*Aim of the exercise*
This task calls for copying every line in the data below that contains the word "instead".

*Data items*
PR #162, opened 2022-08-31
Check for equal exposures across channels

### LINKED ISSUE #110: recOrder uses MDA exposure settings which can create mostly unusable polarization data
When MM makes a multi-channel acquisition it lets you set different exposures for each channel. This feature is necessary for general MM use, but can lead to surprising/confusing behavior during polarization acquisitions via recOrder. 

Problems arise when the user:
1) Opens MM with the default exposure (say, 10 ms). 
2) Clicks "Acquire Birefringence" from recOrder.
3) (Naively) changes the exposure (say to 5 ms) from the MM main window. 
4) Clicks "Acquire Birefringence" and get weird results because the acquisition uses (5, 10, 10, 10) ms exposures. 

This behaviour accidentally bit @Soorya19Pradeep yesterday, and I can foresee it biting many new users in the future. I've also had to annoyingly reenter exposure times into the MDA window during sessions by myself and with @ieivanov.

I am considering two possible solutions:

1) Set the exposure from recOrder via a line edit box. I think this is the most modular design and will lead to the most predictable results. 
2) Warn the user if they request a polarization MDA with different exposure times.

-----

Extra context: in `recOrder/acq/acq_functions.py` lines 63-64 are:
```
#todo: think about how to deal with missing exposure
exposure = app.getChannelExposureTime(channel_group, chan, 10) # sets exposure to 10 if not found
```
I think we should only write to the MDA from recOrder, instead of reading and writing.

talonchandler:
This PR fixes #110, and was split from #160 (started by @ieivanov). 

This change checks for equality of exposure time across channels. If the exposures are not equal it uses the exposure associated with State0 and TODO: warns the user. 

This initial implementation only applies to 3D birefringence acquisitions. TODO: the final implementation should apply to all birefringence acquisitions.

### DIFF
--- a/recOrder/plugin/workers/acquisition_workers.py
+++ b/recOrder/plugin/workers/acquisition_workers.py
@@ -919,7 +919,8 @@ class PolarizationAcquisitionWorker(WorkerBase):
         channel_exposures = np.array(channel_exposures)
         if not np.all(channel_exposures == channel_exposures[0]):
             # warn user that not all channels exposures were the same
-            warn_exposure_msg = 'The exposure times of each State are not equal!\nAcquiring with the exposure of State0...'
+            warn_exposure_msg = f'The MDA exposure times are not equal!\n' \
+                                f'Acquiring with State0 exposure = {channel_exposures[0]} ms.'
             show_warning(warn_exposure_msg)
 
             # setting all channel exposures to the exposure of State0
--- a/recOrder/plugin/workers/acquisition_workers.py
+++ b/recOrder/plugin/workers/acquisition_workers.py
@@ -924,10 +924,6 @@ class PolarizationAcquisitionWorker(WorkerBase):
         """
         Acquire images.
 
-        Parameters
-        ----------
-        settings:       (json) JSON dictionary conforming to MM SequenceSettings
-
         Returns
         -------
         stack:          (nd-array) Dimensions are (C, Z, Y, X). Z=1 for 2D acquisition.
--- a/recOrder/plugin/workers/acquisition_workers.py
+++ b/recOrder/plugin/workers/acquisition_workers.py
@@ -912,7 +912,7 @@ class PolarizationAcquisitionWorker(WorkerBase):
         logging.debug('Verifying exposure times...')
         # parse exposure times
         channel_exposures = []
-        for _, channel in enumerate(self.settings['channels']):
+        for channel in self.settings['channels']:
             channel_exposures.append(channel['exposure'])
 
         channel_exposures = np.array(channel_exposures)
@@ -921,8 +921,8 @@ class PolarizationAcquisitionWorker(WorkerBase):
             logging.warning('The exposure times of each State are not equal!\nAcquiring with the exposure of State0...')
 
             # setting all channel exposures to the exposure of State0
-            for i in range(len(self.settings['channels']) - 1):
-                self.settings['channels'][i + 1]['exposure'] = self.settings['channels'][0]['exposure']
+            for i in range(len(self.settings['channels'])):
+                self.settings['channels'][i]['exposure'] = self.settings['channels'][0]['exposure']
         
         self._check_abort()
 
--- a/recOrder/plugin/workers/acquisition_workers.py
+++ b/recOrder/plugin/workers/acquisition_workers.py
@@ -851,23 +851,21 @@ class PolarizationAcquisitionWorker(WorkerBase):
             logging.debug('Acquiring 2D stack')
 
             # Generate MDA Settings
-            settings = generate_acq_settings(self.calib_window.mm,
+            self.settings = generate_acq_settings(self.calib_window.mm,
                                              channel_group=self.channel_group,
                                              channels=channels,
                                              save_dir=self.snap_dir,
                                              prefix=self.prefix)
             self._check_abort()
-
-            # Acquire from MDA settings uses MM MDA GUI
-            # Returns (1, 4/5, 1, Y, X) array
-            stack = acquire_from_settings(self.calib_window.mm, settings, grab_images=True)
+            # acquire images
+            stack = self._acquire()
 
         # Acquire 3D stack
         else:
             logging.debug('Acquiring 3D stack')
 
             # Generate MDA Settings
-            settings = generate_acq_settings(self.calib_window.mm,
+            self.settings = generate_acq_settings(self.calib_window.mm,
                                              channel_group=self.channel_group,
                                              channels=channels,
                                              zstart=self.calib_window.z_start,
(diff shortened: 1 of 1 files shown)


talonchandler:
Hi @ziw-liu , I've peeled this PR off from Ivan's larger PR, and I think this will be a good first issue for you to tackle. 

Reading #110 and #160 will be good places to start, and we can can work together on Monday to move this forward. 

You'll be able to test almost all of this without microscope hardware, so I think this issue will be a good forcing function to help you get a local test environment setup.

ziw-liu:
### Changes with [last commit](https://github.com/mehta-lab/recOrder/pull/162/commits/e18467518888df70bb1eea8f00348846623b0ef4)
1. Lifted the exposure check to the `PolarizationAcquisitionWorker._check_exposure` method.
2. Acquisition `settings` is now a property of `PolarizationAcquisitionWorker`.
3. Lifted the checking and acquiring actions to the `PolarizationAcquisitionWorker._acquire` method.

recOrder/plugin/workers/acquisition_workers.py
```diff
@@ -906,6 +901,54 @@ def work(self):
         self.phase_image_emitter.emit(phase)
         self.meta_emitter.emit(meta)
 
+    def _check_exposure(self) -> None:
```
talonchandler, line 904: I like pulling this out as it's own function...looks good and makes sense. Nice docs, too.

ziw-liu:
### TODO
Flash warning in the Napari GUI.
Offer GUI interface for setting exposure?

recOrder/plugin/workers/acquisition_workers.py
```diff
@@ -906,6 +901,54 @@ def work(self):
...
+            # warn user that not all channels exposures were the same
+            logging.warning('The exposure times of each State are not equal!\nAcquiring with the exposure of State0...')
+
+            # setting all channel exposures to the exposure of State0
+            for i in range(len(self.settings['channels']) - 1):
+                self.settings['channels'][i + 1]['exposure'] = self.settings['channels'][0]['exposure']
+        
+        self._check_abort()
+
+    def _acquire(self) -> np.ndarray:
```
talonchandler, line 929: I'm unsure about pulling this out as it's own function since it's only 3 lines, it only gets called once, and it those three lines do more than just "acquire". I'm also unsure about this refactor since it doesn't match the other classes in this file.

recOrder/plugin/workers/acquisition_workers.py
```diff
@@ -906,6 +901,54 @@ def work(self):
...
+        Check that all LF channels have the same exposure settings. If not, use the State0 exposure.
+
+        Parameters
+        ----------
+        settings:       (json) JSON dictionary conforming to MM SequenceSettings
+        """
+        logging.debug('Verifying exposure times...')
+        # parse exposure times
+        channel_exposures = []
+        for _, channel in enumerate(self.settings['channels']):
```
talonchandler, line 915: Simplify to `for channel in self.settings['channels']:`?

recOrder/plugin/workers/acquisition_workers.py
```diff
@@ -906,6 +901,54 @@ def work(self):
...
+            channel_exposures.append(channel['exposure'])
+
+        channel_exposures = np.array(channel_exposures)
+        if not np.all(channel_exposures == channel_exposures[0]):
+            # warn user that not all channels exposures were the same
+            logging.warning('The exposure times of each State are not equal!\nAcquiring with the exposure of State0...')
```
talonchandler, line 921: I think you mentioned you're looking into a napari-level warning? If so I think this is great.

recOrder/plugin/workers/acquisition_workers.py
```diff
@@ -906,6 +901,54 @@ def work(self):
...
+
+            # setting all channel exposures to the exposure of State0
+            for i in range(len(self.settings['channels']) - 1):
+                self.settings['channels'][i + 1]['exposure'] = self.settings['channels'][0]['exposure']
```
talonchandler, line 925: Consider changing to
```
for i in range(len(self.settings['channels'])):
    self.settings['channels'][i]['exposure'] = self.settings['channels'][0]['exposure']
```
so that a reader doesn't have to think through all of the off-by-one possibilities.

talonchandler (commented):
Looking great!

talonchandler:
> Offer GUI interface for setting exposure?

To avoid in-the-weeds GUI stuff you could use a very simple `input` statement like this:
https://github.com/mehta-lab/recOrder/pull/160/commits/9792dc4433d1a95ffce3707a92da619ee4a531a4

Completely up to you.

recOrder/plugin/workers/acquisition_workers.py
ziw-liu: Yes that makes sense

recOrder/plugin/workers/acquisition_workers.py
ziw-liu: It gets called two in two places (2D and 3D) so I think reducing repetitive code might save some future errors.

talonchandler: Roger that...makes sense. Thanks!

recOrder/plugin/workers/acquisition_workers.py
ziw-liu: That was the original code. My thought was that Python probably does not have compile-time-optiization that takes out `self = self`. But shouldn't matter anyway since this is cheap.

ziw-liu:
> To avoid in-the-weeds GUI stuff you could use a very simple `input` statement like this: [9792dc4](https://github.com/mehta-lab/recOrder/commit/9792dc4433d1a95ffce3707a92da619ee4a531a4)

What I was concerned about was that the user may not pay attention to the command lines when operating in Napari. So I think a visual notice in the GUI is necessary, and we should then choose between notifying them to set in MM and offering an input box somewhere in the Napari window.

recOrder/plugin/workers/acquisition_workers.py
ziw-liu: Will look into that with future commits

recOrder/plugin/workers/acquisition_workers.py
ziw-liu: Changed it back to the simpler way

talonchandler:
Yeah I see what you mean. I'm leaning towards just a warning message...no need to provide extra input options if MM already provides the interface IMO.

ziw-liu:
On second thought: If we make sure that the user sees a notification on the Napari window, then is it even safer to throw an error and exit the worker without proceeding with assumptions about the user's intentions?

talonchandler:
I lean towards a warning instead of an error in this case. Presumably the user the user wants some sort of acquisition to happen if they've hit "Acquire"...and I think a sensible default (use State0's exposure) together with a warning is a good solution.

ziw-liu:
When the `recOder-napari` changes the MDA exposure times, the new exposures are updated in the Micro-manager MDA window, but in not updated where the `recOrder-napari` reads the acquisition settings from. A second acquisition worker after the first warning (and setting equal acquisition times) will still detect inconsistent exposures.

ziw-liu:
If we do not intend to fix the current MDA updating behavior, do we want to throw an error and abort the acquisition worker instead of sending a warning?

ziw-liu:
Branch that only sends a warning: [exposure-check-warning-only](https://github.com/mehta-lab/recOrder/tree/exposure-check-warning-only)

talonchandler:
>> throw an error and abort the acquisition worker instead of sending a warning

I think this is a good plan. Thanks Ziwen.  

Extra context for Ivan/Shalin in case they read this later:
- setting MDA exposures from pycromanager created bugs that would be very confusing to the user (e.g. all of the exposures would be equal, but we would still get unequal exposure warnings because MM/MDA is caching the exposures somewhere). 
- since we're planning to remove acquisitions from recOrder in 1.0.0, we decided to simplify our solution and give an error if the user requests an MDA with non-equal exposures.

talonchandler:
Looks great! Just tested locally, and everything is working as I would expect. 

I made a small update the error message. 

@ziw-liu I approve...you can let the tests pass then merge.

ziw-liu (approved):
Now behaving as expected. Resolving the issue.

*Finished task*
I think we should only write to the MDA from recOrder, instead of reading and writing.
I lean towards a warning instead of an error in this case. Presumably the user the user wants some sort of acquisition to happen if they've hit "Acquire"...and I think a sensible default (use State0's exposure) together with a warning is a good solution.
If we do not intend to fix the current MDA updating behavior, do we want to throw an error and abort the acquisition worker instead of sending a warning?
>> throw an error and abort the acquisition worker instead of sending a warning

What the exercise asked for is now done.